In another embodiment, the present invention includes a method of operating a texture sprayer. According to this method, a pressure is sensed at a pressure switch in a pneumatic line supplying spray air to spray gun, and airflow is sensed through the pneumatic line via a flow switch. A motor is activated in response to the sensed pressure falling below a threshold pressure value, or the sensed airflow rising above a threshold flow rate. The motor drives an air compressor whenever it is active.

The present summary is provided only by way of example, and not limitation. Other aspects of the present disclosure will be appreciated in view of the entirety of the present disclosure, including the entire text, claims, and accompanying figures.

BRIEF DESCRIPTION OF THE DRAWINGS

FIG. 1 is a perspective view of a texture sprayer.

FIG. 2 is a schematic view of the texture sprayer of FIG. 1.

FIG. 3 is a perspective view of a spray gun of the texture sprayer of FIGS. 1 and 2.

FIGS. 4A and 4B are cross-sectional views depicting closed and open states, respectively, of a prime valve of the spray gun of FIG. 3.

FIG. 5 is a logic flowchart describing the operation of the texture sprayer of FIGS. 1 and 2.

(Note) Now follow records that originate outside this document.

PR #1357, opened 2026-05-20
Add `file_types.mime_type_from_extension`

quis:
Python’s built in `mimetypes` module doesn’t have mappings for `docx`<sup>*</sup> by default. It can enable some extra extensions by calling `mimetypes.init()` but this is platform dependent.

There’s only a limited and known set of mime types we need to support. So that we consistently serve the right mime type for `.docx` files – both in the admin app and in document download API – let’s make our own mapping.

***

<sup>*</sup>It will from 3.14 onwards: https://github.com/python/cpython/commit/1cf9b6d9b8fbb5ebc3e9b42a3682684a983c78bc

### DIFF
--- a/tests/test_file_types.py
+++ b/tests/test_file_types.py
@@ -5,6 +5,7 @@ from notifications_utils.file_types import (
     format_file_type,
     is_allowed_file_extension,
     is_allowed_mime_type,
+    mime_type_from_extension,
 )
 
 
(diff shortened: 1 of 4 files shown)


tests/test_file_types.py
```diff
@@ -78,6 +79,29 @@ def test_extension_from_mime_type(mime_type, extension):
     assert extension_from_mime_type(mime_type) == extension
 
 
+@pytest.mark.parametrize(
+    "mime_type, extension",
+    (
+        ("pdf", "application/pdf"),
```
BlessedDev, line 85: Should this not be the other way round ie mimetype : "application/pdf" and extension : "pdf" ?

BlessedDev: My apologies, my mistake. It is doing what it is intended to do.

quis: Nah you’re right, it only worked because the argument names were the wrong way round everywhere. I’ve fixed it now

BlessedDev (approved):

PR #1359, opened 2026-05-21
Remove StatsD client

robinjam:
https://trello.com/c/25A3gpXh/1358-replace-statsd-instrumentation-across-notify-with-otel

Removes the StatsD client.

- All of the metrics that _utils_ currently collects via StatsD are also collected via OpenTelemetry.
- The only _app_ that currently collects metrics via StatsD is api, and all of the StatsD-based metrics it collects now have OpenTelemetry equivalents.
- The Grafana dashboards have already been updated to use the new OpenTelemetry-based metrics (with the exception of "Notify summary", which I'm replacing with a set of new dashboards).

I have already prepared PRs bumping utils to this version for anivirus, api and template-preview. These will obviously need rebasing after this goes in.


notifications_utils/clients/statsd/__init__.py
quis, line 1: Can we remove this file and its parent directory entirely?

robinjam: I did remove `__init__.py`, I don't know why the diff isn't showing that on GitHub. If you check out this branch locally you'll see the dir is empty (git doesn't have any concept of directories so it won't remove the dir itself).

robinjam:
Rebased on main

quis (approved):

PR #1361, opened 2026-05-26
`RedisClient`: add `redis_flakey` mechanism to avoid repeated timeouts

risicle:
https://trello.com/c/PEpdGAPE/1518-implement-solution-for-failed-writes-deletes-to-redis

When connections to redis are timing out, though we can reduce the timeout wait, many requests will attempt to access redis on multiple occasions. in these cases it will end up waiting the timeout period each time. These can add up to make a request fail (e.g. run into an `EventletTimeout`) where it could otherwise have passed if it had got the hint that redis was in bad shape the first time it got a timeout.

This adds an app-context-local flag `redis_flakey` that will prevent repeated attempts at accessing redis for calls that
are deemed `skippable`. `skippable` means that the consequences of omitting the redis request are not catastrophic and won't cause a consistency problem (just slightly poorer performance).

Call sites can themselves set the `skippable` argument, but by default `get`s are considered skippable and `set`s aren't.

`RequestCache.set` overrides this to set `skippable=True` for its `RedisClient.set` calls because the inner `client_method` call *should* be side-effect-free - i.e. nothing has just happened that requires us to invalidate an existing cache entry.

### DIFF
--- a/CHANGELOG.md
+++ b/CHANGELOG.md
@@ -1,5 +1,9 @@
 # CHANGELOG
 
+## 120.1.0
+
+* `RedisClient`: add `redis_flakey` mechanism to avoid repeated timeouts
+
 ## 120.0.0
 
 * Removes `BaseLetterTemplate.too_many_pages` (subclasses which define `page_count` should implement this themselves)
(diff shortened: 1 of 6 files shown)


robinjam (approved):
I think I'm happy with this approach. Really sorry it took so long to get reviewed...

Happy to re-approve once you've fixed the merge conflicts

risicle:
It's no problem - it had to have proper consideration.

quis (approved):

PR #136, opened 2016-12-28
Upgrade alpine to v3.5

PeterDaveHello:


thresheek:
Is there a real problem solved by this upgrade?

PeterDaveHello:
@thresheek nope, but Alpine v3.5 is even smaller than v3.4, could be a good reason! Since there are so many people pulling the images every day!

PeterDaveHello:
@thresheek is it good to go? Thanks.

justsml:
Solves a real problem: the openssl-dev version in 3.4 doesn't support ALPN for full HTTP2 compliance.

Alpine v3.5 advances available cryptography enough to justify quick upgrades IMHO

yosifkit:
If there are many users that would install additional packages `FROM nginx`, then I would think it might be better to wait for a major bump to nginx. See also: https://github.com/docker-library/golang/pull/131#issuecomment-270677556

ThijsBorst:
certbot 0.9.x will be supported as well, which has support for nginx... Really want this :-)

thresheek:
Done starting with nginx:1.13.0 / mainline and nginx:1.12.0 / stable.

PR #142, opened 2017-02-06
Use Entrypoint Instead of Cmd for Nginx Container

goettl79:
After this change I'm be able to start nginx like this:

docker run nginx:1.10 -c /mypath/nginx.conf

Currently i'd need to do:

docker run nginx:1.10 nginx -c /mypath/nginx.conf

### DIFF
--- a/mainline/alpine/Dockerfile
+++ b/mainline/alpine/Dockerfile
@@ -132,4 +132,4 @@ COPY nginx.vh.default.conf /etc/nginx/conf.d/default.conf
 
 EXPOSE 80 443
 
-CMD ["nginx", "-g", "daemon off;"]
+ENTRYPOINT ["nginx", "-g", "daemon off;"]
--- a/mainline/jessie/Dockerfile
+++ b/mainline/jessie/Dockerfile
@@ -24,4 +24,4 @@ RUN ln -sf /dev/stdout /var/log/nginx/access.log \
 
 EXPOSE 80 443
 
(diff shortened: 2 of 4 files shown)


tianon:
Be sure to keep https://github.com/docker-library/official-images/blob/1eb98a3332bcaa7d23338ee7c05d15f882b53acd/README.md#consistency in mind while reviewing this. :heart:

goettl79:
I think point 3 of the list in https://github.com/docker-library/official-images/blob/1eb98a3332bcaa7d23338ee7c05d15f882b53acd/README.md#consistency is the nginx scenario. ( ... the image only contains the main executable and its linked libraries (ie no shell) ... )  Should be valid to use Entrypoint then.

While the above-identified figures set forth one or more embodiments of the present disclosure, other embodiments are also contemplated, as noted in the discussion. In all cases, this disclosure presents the invention by way of representation and not limitation. It should be understood that numerous other modifications and embodiments can be devised by those skilled in the art, which fall within the scope and spirit of the principles of the invention. The figures may not be drawn to scale, and applications and embodiments of the present invention may include features and components not specifically shown in the drawings.

DETAILED DESCRIPTION

The present disclosure introduces a texture sprayer with a motor-driven air compressor that supplies pressurized gas for spraying and other tasks along a pneumatic line. An airflow switch along the pneumatic line powers the motor when it senses airflow through the pneumatic line, such as when air is vented to spray texture. A pressure switch powers the motor whenever pressure in the pneumatic line falls below a threshold value, thereby ensuring that airflow is always possible. This architecture allows the texture sprayer to be controlled from a spray gun, entirely based on airflow, and permits remote priming of the sprayer by venting airflow through a prime valve located at the spray gun.

FIG. 1 is a perspective view of texture sprayer 10, which includes main unit 12, spray gun 14, fluid hose 16, air hose 18, texture receptacle 20, pump 22, and trigger 24. Main unit 12 is a pneumatic texture sprayer connected to spray gun 14 by fluid hose 16 and air hose 18. Main unit 12 of texture sprayer 10 contains an electrical system, controls, an electric motor (e.g. a brushless or universal-type motor), an air compressor (e.g. an oilless air compressor or analogous pressurizing system), and texture receptacle 20, which are discussed in greater detail schematically with respect to FIG. 2. Texture receptacle 20 can, for example, be a hopper, barrel, or other reservoir of material to be pressurized and sprayed by sprayer system 10. FIG. 1 also provides a cutaway view of pump 22. While pump 22 is depicted as a peristaltic pump, other types of pumps such as piston pumps, diaphragm pumps, and rotor stator pumps can alternatively be used. Pump 22 receives and pressurizes texture from texture receptacle 20, and supplies this pressurized material to spray gun 14 via fluid hose 16. In some embodiments main unit 12 can further include an air accumulator that stores pressurized air released via a valve through air hose 18 to spray gun 14.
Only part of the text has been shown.